Reddit’s 50% plunge fails to entice dip buyers as growth slows
By Carmen Reinicke | Bloomberg
The gloomy sentiment around Reddit Inc. has failed to dissipate after its shares fell 50% from a February high, with volatile technology stocks under pressure.
The social media platform has struggled to recover since an earnings report in February showed that it is failing to keep up with larger digital advertising peers such as Meta Platforms Inc. and Alphabet Inc.’s Google. Reddit’s outlook seemed precarious because its traffic took a hit from a change in Google’s search algorithm.
In recent weeks, the short interest in Reddit — a proxy for the volume of bets against the company — has ticked up, and forecasts for the company’s share price have fallen. One analyst opened coverage of Reddit this month with a recommendation that investors sell the shares, in part due to the company’s heavy reliance on Google. Reddit shares were up about 1% in early trading Friday.
“It’s been super overvalued,” Bob Lang, founder and chief options analyst at Explosive Options said of Reddit shares. “Their growth rate is very strong, but they still are not making any money”

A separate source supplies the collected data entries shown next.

PR #873, opened 2026-02-10
Add midtown frontmatter requirement to reviewer prompts [Midtown !1068]

btucker:
## Summary

Fixes the root cause identified in PR #870 review: the code-review skill doesn't include midtown frontmatter (`<!-- midtown: name -->`) in its default output format, causing detection issues in the daemon when tracking reviewer assignments and attributing PR comments.

## Changes

- **reviewer.md**: Added `MIDTOWN FRONTMATTER REQUIREMENT` section with explicit instructions and examples showing how to prepend frontmatter to skill output
- **reviewer-resume.md**: Added same requirement for consistency when resuming reviews
- **src/agents.rs**: Added `test_reviewer_prompts_include_frontmatter_requirement` test to verify:
  - System prompt contains frontmatter requirement section
  - Instructions include the frontmatter format (`<!-- midtown: {name} -->`)
  - Instructions tell reviewer to prepend frontmatter before posting

## Why This Works

The code-review skill is an upstream plugin with a hardcoded output format (lines 52-73 in `code-review.md`). We can't modify that format without forking the plugin. Instead, we inject instructions into the reviewer's system prompt telling them to prepend the frontmatter before posting the skill's output.

This approach:
- Doesn't require maintaining a fork of the code-review skill
- Works with skill updates (frontmatter prepending is independent of skill output)
- Is verified by test (fails if instructions are accidentally removed)

## Test Plan

- [x] `cargo test test_reviewer_prompts_include_frontmatter_requirement` passes
- [x] All existing tests pass (`cargo test --lib`)
- [x] `cargo clippy` and `cargo fmt --check` pass

## Related

- Closes task !1068
- Root cause fix for issue identified in PR #870 by @riverside

### DIFF
--- a/agents/reviewer-resume.md
+++ b/agents/reviewer-resume.md
@@ -3,7 +3,7 @@ Resume reviewing PR #{pr_number}. The daemon was restarted and discovered you st
 IMPORTANT: You MUST always post a GitHub comment on the PR, even if no issues are found. If the code-review skill finishes without posting a comment, post a comment yourself using `gh pr comment {pr_number} --body` with the "no issues found" format from the skill.
 
 TASK DESCRIPTION VERIFICATION: Before continuing the code review, verify the PR fulfills its assigned task:
-1. Find the task ID from the PR title — it uses the format `[Midtown #XX]`
+1. Find the task ID from the PR title — it uses the format `[Midtown !XX]`
 2. Run `midtown task view <id>` to read the full, current task description
 3. Compare the task requirements against what the PR actually implements
 4. If any requirements from the task description are missing from the PR, flag them in your review comment as "Missing from task description" items — these are separate from code quality issues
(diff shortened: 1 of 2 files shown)


btucker:
### Code review

Found 1 issue:

1. **Weak test assertions: fragmented string checks don't verify frontmatter format as a unit.** The test `test_reviewer_prompts_include_frontmatter_requirement()` checks for `"<!-- midtown: "`, `"name"`, and `"-->"` as separate fragments. After `reviewer_system_prompt("park")` replaces all `{name}` occurrences with `"park"` (line 317), the `contains("name")` check passes because `"name"` appears in many unrelated places in the prompt (e.g., "spawns two coworkers with the same name"). The test would still pass even if the frontmatter instruction were removed entirely. A stronger assertion would check for the complete substituted string `"<!-- midtown: park -->"`.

To some degree, Reddit’s problems are the same ones facing all the tech companies that tend to rise more than the broader market but also fall faster during moments of turmoil. The Nasdaq 100 is in correction territory, down more than 10% from a recent peak, and the biggest technology stocks are slumping as investors are finding few reasons to snap up risk assets at a discount. Even two back-to-back positive days for the Nasdaq 100 earlier this week weren’t enough to meaningfully boost confidence.
“These relief rallies are not an indication that things are great. They’re an indication that a lot of people don’t know what’s coming,” Francisco Bido, senior vice president and portfolio manager at F/M Investments, said of the broader market’s movements. “Unless I see this thing reverse in a really healthy investment environment, and a lot of clarity when it comes to the tariff situation and all that, then I’m not buying it yet.”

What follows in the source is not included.